The end of 11-5 is as follows, and the ‘predictions.h5’ file contains only ‘test’ data.
for lookahead in [1, 5, 10, 21]:
if lookahead > 1:
continue
print(f’\nLookahead: {lookahead:02}‘)
data = (pd.read_hdf(‘data.h5’, ‘stooq/japan/equities’))
labels = sorted(data.filter(like=‘fwd’).columns)
features = data.columns.difference(labels).tolist()
label = f’fwd_ret_{lookahead:02}’
data = data.loc[:, features + [label]].dropna()
・
・
・
by_day = test_predictions.groupby(level=‘date’)
for position in range(10):
if position == 0:
ic_by_day = by_day.apply(lambda x: spearmanr(x.y_test, x[position])[0]).to_frame()
else:
ic_by_day[position] = by_day.apply(lambda x: spearmanr(x.y_test, x[position])[0])

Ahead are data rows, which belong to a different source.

PR #864, opened 2025-01-22
Write sdk name & version to WFT completes

Sushisource:
## What was changed
Title. Automatically derived from client settings, no lang-visible change needed.

## Why?
Parity, useful for investigations

## Checklist

1. Closes https://github.com/temporalio/sdk-core/issues/588

2. How was this tested:

3. Any docs updates needed?

### DIFF
--- a/core/src/internal_flags.rs
+++ b/core/src/internal_flags.rs
@@ -175,12 +175,16 @@ impl InternalFlags {
                     .collect();
                 core.extend(core_since_last_complete.iter());
                 lang.extend(lang_since_last_complete.iter());
-                let (sdk_name, sdk_version) =
-                    if last_sdk_name != sdk_name || last_sdk_version != sdk_version {
-                        (sdk_name.clone(), sdk_version.clone())
-                    } else {
-                        ("".to_owned(), "".to_owned())
-                    };
+                let sdk_name = if last_sdk_name != sdk_name {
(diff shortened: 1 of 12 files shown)


core/src/internal_flags.rs
```diff
@@ -146,11 +175,17 @@ impl InternalFlags {
                     .collect();
                 core.extend(core_since_last_complete.iter());
                 lang.extend(lang_since_last_complete.iter());
+                let (sdk_name, sdk_version) =
+                    if last_sdk_name != sdk_name || last_sdk_version != sdk_version {
+                        (sdk_name.clone(), sdk_version.clone())
+                    } else {
+                        ("".to_owned(), "".to_owned())
+                    };
```
cretz, line 183: I think other SDKs (and mentioned at https://github.com/temporalio/features/issues/321) compare name and version independently, meaning if the version upgraded but not the SDK, only the version is written.

Sushisource: Well, that wouldn't be totally independent, since it wouldn't make sense the other way around, but, yeah can do

cretz: Thanks! I think _technically_ the other SDK impls are independent meaning in some strange world you are able to switch from Go to Java but keep the version number, the version is unchanged.

cretz (approved):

@y5432@anthonberg notebook 5 ch11 creates predictions.h5; you’re right the code only saves the train data and 11-7 then asks for train as well.
You can store the train data in 11-5 as well if you like and then use those in 11-7 to run the backtest over both train and test periods. It’s not difficult to adapt the code accordingly, hope this helps.
@Stefan
Thank you for your reply.
I also referenced the following.
Does it mean using the train data created in 11-5?
The train predictions are created during cross validation and stored in the last line of cell currently labeled 43 with pd.concat(predictions).to_hdf(cv_store, ‘predictions/’ + key).